Check each line of the records below and collect those that include the word "opened".

-------

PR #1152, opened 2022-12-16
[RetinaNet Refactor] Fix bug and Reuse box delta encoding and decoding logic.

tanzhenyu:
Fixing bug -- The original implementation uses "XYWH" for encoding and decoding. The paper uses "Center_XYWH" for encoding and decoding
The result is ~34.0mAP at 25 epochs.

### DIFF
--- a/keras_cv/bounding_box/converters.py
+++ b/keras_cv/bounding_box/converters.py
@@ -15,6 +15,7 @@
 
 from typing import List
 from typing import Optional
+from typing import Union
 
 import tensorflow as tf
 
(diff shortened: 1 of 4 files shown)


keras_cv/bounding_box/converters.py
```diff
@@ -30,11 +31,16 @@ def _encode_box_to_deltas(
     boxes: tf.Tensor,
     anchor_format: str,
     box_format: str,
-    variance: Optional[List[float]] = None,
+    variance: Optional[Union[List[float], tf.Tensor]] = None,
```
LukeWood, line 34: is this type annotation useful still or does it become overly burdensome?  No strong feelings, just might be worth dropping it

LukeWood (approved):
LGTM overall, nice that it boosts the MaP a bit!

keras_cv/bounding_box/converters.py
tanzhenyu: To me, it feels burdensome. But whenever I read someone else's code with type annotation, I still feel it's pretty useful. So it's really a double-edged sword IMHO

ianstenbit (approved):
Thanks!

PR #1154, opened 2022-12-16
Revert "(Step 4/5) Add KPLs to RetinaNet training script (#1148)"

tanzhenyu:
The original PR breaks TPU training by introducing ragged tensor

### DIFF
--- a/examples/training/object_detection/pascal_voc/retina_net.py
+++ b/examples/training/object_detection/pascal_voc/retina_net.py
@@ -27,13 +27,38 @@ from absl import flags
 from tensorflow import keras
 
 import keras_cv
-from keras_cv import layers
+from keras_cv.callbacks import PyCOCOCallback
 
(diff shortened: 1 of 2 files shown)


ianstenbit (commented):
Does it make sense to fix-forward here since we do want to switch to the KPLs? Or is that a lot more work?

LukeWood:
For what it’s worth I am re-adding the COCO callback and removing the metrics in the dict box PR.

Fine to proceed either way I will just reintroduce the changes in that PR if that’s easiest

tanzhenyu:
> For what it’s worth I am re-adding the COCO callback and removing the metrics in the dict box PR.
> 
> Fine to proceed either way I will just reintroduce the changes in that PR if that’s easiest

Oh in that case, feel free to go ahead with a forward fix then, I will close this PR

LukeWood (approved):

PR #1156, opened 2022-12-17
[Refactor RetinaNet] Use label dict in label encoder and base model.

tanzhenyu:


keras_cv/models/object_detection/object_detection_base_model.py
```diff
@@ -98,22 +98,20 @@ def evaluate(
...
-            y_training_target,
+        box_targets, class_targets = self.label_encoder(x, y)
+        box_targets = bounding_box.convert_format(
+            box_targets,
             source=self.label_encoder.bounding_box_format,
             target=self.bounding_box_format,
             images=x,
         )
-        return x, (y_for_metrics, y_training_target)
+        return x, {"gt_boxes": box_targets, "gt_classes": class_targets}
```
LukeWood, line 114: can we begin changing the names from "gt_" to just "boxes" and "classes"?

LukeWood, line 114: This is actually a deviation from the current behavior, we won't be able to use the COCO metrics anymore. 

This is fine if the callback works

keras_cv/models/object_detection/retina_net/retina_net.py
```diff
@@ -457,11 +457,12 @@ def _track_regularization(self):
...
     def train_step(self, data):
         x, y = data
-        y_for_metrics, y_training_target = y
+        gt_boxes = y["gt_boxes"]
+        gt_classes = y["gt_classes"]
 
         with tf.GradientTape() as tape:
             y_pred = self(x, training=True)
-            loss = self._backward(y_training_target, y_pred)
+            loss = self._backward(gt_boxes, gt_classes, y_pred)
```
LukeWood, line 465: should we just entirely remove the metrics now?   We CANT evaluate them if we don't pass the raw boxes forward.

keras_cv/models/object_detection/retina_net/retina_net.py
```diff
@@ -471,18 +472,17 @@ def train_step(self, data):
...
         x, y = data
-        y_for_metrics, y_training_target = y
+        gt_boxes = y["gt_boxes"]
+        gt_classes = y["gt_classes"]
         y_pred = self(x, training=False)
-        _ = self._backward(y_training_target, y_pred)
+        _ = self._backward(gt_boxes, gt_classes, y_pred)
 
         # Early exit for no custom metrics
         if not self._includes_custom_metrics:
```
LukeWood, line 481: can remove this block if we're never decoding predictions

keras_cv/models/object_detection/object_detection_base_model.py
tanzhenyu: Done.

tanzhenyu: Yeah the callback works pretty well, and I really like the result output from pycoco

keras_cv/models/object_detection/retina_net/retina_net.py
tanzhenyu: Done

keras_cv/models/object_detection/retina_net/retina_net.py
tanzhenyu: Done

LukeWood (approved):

-------

» Task solution:
PR #1152, opened 2022-12-16
PR #1154, opened 2022-12-16
PR #1156, opened 2022-12-17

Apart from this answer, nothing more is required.